One can buy a lot in the supermarket, but not hope!
A thermometer in the proverbial mouth of society would measure a high temperature. We are all feverish. Psychiatrist Dirk De Wachter calls our society 'borderline'. Are we aware of a kind of collective delusion? 'Hypermarkets', that offer up to 30.000 articles, have increased their turnover greatly, have multiplied it. A good and strong pupil who perfectly meets our economic model of better, faster... and always more.
The supermarket is a temple of consumption.
Every product cries out to be bought. With an aggressiveness that borders on hysterical, our advertising boys try to convince us that margarine produces a more harmonious family life and that coca cola creates friendships.
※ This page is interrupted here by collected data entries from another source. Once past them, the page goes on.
PR #3180, opened 2023-07-16
fix(chat): fix chat not using the correct messages selector. 

### LINKED ISSUE #166: Feature: Invitation links for "guests" to a wedding being streamed
I wonder if it would be a possibility to create a feature where you can create unique invitation links to allow access to the stream (and send them through email/facebook/etc).

When people use these links, they'll obviously be logged in automatically with whichever username the administrator has given them (imagine for instance "uncle Bob and auntie Mary"), and they won't be able to use features like change their username or set a password.

An extra possibility for this feature: each such invitation would then allow for a limited amount of concurrent logins (so in the cause of "uncle Bob and auntie Mary", two simultaneous sessions).

Usecase for this feature would be to make it as easy as possible for the older generation to use the stream to participate remotely in a weddingparty.

### LINKED ISSUE #3166: Hidden messages are not hidden unless the page is refreshed

1. Type a message in chat
2. Hide that message using moderator tools or via /admin/chat/messages
3. The message should be hidden on all clients

Currently the message does not get hidden unless the client refreshes the page

gabek:
Looks like at some point the wrong array of messages was changed to getting passed to chat. The two embed chat views are still correct, though.

Closes #3166

### DIFF
--- a/web/components/stores/ClientConfigStore.tsx
+++ b/web/components/stores/ClientConfigStore.tsx
@@ -174,7 +174,7 @@ export const ClientConfigStore: FC = () => {
   const setAppState = useSetRecoilState<AppStateOptions>(appStateAtom);
   const setGlobalFatalErrorMessage = useSetRecoilState<DisplayableError>(fatalErrorStateAtom);
   const setWebsocketService = useSetRecoilState<WebsocketService>(websocketServiceAtom);
-  const [hiddenMessageIds, setHiddenMessageIds] = useRecoilState<string[]>(removedMessageIdsAtom);
+  const setHiddenMessageIds = useSetRecoilState<string[]>(removedMessageIdsAtom);
   const [hasLoadedConfig, setHasLoadedConfig] = useState(false);
 
   let ws: WebsocketService;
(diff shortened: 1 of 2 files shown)


take2222:
EXCELLENT !

janWilejan:
Well this hides the message for the moderator, but not for the user whose message was hidden. Also, it seems messages get un-hidden if you hide multiple in a row?

janWilejan:
It seems only the last message muted gets hidden. If you hide 2 or more messages, the first gets un-hidden.

gabek:
Good catch! I only tested the inline chat moderation where you can only remove one message at a time, I didn't think to test the admin tools. I'll see what's going on over there.

janWilejan:
You don't need the admin tools to reproduce this. Mute 2 messages in the inline chat moderation.

Looks like the culprit is `web/components/stores/ClientConfigStore.tsx:279`. The `hiddenMessageIds` keeps the original value (an empty array). So after the first message it gets set to `[] + [message1]` and after the second it gets set to `[] + [message2]`

gabek:
Fixed!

They shamelessly use insights of psychology to encourage people to consume. And they do not spare anyone, not even children.
The energy that is required of human beings to produce 30.000 articles, to distribute them and to sell them is colossal. This whole chain mobilizes gigantic forces and realizes this with such passion, that it betrays the conviction that to produce and consume material things will give us what we are looking for.
Does it still surprise you that we are drawn into consumption with forever stronger stimuli, at the cost of other things?
It is a kind of psychological materialism that makes that we are more preoccupied with 'having' than 'being'. If there even is time for 'being'. Recently a study with 8000 students at the Catholic University of Leuven in Belgium has shown that 1/7 has serious emotional problems: fear, depression, suicidal thoughts. Philosopher and author Hein Stufkens said in an interview:
"People that think about suicide, do not really want to stop living, they want to stop living 'in this way.' They want to live differently. They are looking for real life."
These are hard facts that we are strongly ego-centric. Isn't it high time that we look beyond the borders of the ego? One can maybe buy a lot in the supermarket, but you do not buy friendship there, no hope and no trust. Just like it is impossible to buy happiness, which is a good thing!